Actually, it has been shown that Salmonella expands its population in the liver by increasing the number of infection foci rather than undergoing massive intracellular growth in individual host cells, where the bacterial spreading from the initial infection foci to nearby cells may be facilitated by inducing cytotoxic effects in the infected cells [47, 48]. How sseJ STM reduces the cytotoxicity in S. Typhi is not clear. It is known that the lipid imbalance associated to the presence of lipid DNA Damage inhibitor alcohols, fatty acid and sterols is related to cytotoxicity and apoptosis [49, 50]. Any
process that limits the accumulation of these species is likely to be cytoprotective [50]. One such process involves the presence of different acyltransferase gene Selleck Baf-A1 families that generate neutral lipids or steryl esters from these lipid alcohols [50]. SseJ, that presents glycerophospholipid: cholesterol acyltransferase (GCAT) activity in eukaryotic cells [51], might plausibly contribute to the reduction of the lipid-associated cytoxicity. The precise mechanisms underlying this process is unknown, but one possibility is that the presence of sseJ STM in S. Typhi is affecting the lipid remodelling in the infected cells, in turn reducing the cytotoxicity.
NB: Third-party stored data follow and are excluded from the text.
Issue #414, opened 2022-03-23
Run pdf2text CLI on documents loaded since prototype


kdutia:
This also includes:
* appropriately renaming the Adobe outputs created using prototype filenames 
* running language detection on all new documents
* removing the dependency of the search indexer on the processed_policies CSV file (see PR #419)

PR #419, opened 2022-03-28
Feat 393 - opensearch search and indexing example scripts

kdutia:
This PR implements the following:
* a docker-compose setup for the indexing scripts, one Opensearch node, and Opensearch dashboards
* a `text2embeddings.py` CLI to load JSON data produced by the `pdf2text` pipeline and convert it to embeddings (.memmap) and text and IDs (.json) files.
* an `index_data.py` CLI to load document metadata from the Navigator database and the prototype *processed_policies.csv* file and index this data alongside the text and embeddings created using `text2embeddings` into the search index. At the moment the CSV file is used as the files processed through the pdf2text CLI used the prototype filenames. There will be a bit of manual work to process the files in the navigator repo and map prototype filenames to navigator filenames when we have PDFs stored on s3, which I've raised in #414.
* an `opensearch-query-example.ipynb` notebook that demonstrates running a query on the index. This is to be developed further and integrated into the Navigator APIs.

Gaps between this PR and product-level implementation as well as the various TODOs in the comments are:
* only one opensearch node is defined
* [non-prod docker-compose settings](https://opensearch.org/docs/latest/opensearch/install/docker/#sample-docker-compose-file-for-development) are used for opensearch
* KNN index settings need to be tuned (although these may be ok for first release, as we used them successfully in the prototype)

There also may be some devops considerations here as Opensearch won't run as smoothly as the database or likely in Github actions. There are no tests in this PR.

@stefl14 tagging you for a heads up but don't feel like you need to give it a detailed look


search-index/index_data.py
```diff
@@ -0,0 +1,248 @@
...
+    query = """
+        SELECT document_id, source_url, s3_url, document.language_id as document_language_id, document.name AS document_name, action.*, language.language_id, language.language_code, language.name as language_name, \
+        geography.*, source.source_id, source.name as action_source_name, action_type.action_type_id, action_type.type_name as action_type_name
+        FROM document
+        INNER JOIN action ON (document.action_id = action.action_id)
+        LEFT JOIN language on (document.language_id = language.language_id)
+        LEFT JOIN geography on (action.geography_id = geography.geography_id)
+        LEFT JOIN source on (action.action_source_id = source.source_id)
+        LEFT JOIN action_type on (action.action_type_id = action_type.action_type_id);
+        """
```
kdutia, line 35: Please can someone double-check this SQL query as it's one of the first I've ever written!

opyate: If it works for now, then great. This will change anyway, as we'll put data from external sources in a "stage 0" DB first, where the indexer will be reading from, and then data for public consumption will go to the next stage.

opyate (approved):

search-index/index_data.py
```diff
@@ -0,0 +1,248 @@
...
+def ensure_safe(url: str) -> str:
+    """Ensure a URL is safe.
+
+    Some documents use http, not https. Instead of just ignoring those,
+    we'll try download a doc securely, if possible.
+
+    # TODO: this function is also used in the loader. We use it here to repeat that transformation for a successful join. Do we care that it's copy & pasted?
+    """
+    if "https://" not in url:
+        url = url.replace("http://", "https://")
```
joel-wright, line 49: nit: Might be safer to do the following:

```suggestion
    if url.startswith("http://"):
        url = url.replace("http://", "https://")
    if not url.startswith("https://"):
        raise RuntimeException(f"Unsupported URL: {url}")
```

joel-wright (approved):
Lots of changes coming to the way Documents are stored in the navigator db, and how we handle intermediate processing state. This is all a great basis for getting information into the index & demonstrating how queries can be performed.

search-index/index_data.py
kdutia: Leaving this as-is as it's safest to do what the loader is doing for now.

All our results together suggest that the loss of the sseJ gene in S. Typhi contributed to the adaptation to the systemic infection by increasing the bacterial-induced cytotoxicity and by decreasing the retention/proliferation inside the epithelial cells. Conclusions Based on our results we conclude that the mutation that inactivate the sseJ gene in S. Typhi resulted in evident changes in the behaviour of bacteria in contact with eukaryotic cells, plausibly contributing to the S. Typhi adaptation to the systemic
infection in humans. Methods Bacterial strains, media and growth conditions The S. Typhi and S. Typhimurium strains used in this study are described in Table 2. Strains were routinely grown in Luria-Bertani (LB) selleck chemicals llc medium (Bacto Tryptone 10 g × l-1; Thiamet G Bacto Yeast Extract 5 g × l-1, NaCl 5 g × l-1) at 37°C, with vigorous shaking, or anaerobically by adding an overlay of 500 μl of sterile mineral oil as a barrier to oxygen prior to invasion assays with cultured human cells. When required, the medium was supplemented with antibiotics at the following concentrations: chloramphenicol 20 μg × ml-1, ampicillin 100 μg × ml-1 and kanamycin 50 μg × ml-1. Media were solidified by the addition of agar (15 g × l-1 Bacto agar). Table 2 Bacteria strains and plasmids used in this study Strain or plasmid Relevant characteristic Reference or Source Strains Serovar Typhimurium ATCC14028s Wild-type strain, virulent ATCC LT2 Wild-type strain S.